The Drug Discovery Pipeline
Identifying Drug Targets and Generating Novel Molecules
The first step in drug discovery involves identifying biological targets, such as proteins, enzymes, or receptors, that play a role in disease progression [4]. This is often hindered by the complexity of biological systems and the vast amount of data involved. AI and ML models can mine genomic, proteomic, and disease-related datasets to uncover patterns and predict viable therapeutic targets. Approaches like unsupervised learning and network-based models help in understanding disease mechanisms more comprehensively. Once viable targets are identified, AI facilitates the design and optimization of therapeutic molecules. Traditional drug development tends to be slow and iterative, but AI-based generative models like Generative Adversarial Networks (GANs)[5], Variational Autoencoders (VAEs)[6], and Reinforcement Learning (RL)[7] have demonstrated greater speed and efficiency. These models can generate novel chemical structures and optimize them for key properties like binding affinity, solubility, and toxicity, even before any laboratory synthesis. For instance, halicin, a novel antibiotic, was discovered through a deep learning model that screened over 107 million compounds from the ZINC15 database. Its antibacterial activity was later validated in vitro and in vivo [8]. Reinforcement learning has also been used to guide graph-based generative models to produce molecules with optimal size, drug-likeness, and predicted dopamine receptor D2 (DRD2) activity, even for compounds outside the training set [7]. Apart from these, recent approaches also include multi-target de novo design, where AI models are used to create compounds that act on more than one target simultaneously. A Perturbation Theory and Machine Learning (PTML) model was developed to generate virtual dual inhibitors for CDK4 and HER2. This model achieved over 75% sensitivity and specificity in validation and designed six compounds, three of which were predicted to be effective dual inhibitors [9].

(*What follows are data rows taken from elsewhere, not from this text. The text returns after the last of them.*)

PR #4442, opened 2016-06-05
Fix bug in throttling of render

### LINKED ISSUE #4439: Multiple renders ocurring
May be related to #4170.

May be related to performance #4395 

May be relevant to #4401 

Bokeh is rendering more times than it needs to seemingly all the time - on selection, on resize, on slider change. You always get two renders.

Also, wierdly as soon as you select / click on the slider (before moving it) you get two renders.

clairetang6:
This PR fixes a bug where multiple calls to ```request_render``` in the same throttling interval will cause two renders when it should only cause one.

The fix is to make sure that any calls to ```request_render``` don't generate a new render (through setTimeout) when one is already pending. 

I didn't add any tests for this. I would need some guidance on how that should be done if anyone has any ideas. 

- [x] issues: fixes #4439
- [ ] tests added / passed
- [ NA ] release document entry (if new feature or API change)

### DIFF
--- a/bokehjs/src/coffee/core/util/throttle.coffee
+++ b/bokehjs/src/coffee/core/util/throttle.coffee
@@ -35,7 +35,7 @@ throttle = (func, wait) ->
       clearTimeout(timeout)
       pending = true
       delay_animation(later)
-    else if (!timeout)
+    else if (!timeout and !pending)
       timeout = setTimeout((-> delay_animation(later)), remaining)
     return result
 


birdsarah:
I believe this is also the more general fix, compared to #4170

birdsarah:
ping @bryevdv

bryevdv:
LGTM change makes sense. Tested wth `color_scatter.py`. Qualitatively lasso select seems qualitatively more responsive but I have no hard measurements, however `trace` level logs confirm there are no extra or unexpected renders on selection. 

I'm going to go ahead and merge this because it is an important fix. However, some kind of testing would also be appreciated. I'm also not entirely sure how to best test this, so it might require some joint investigation. @clairetang6 can you make an issue to investigate adding a test for this function? Also, thanks!!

Screening, Evaluating Candidates and Engineering Therapeutic Proteins
High-throughput screening of candidate molecules is traditionally resource-intensive. AI enhances this process by predicting molecular interactions and prioritizing compounds with the highest probability of success. For example, DeepMind’s AlphaFold has had a major impact by accurately predicting the 3D shapes of proteins based on their amino acid sequences which made it easier to study how drugs interact with their targets and significantly improved virtual screening processes [10]. Beyond small molecules, AI is also advancing the design of therapeutic proteins. Recent breakthroughs in diffusion models have enabled de novo protein design. The RFdiffusion framework, built on RoseTTAFold and fine-tuned for structure denoising, successfully generated protein monomers, symmetric oligomers, and binders with high experimental accuracy. The accuracy of these designs has been validated through Cryo-EM imaging, showing a close match between predicted and actual structures [11].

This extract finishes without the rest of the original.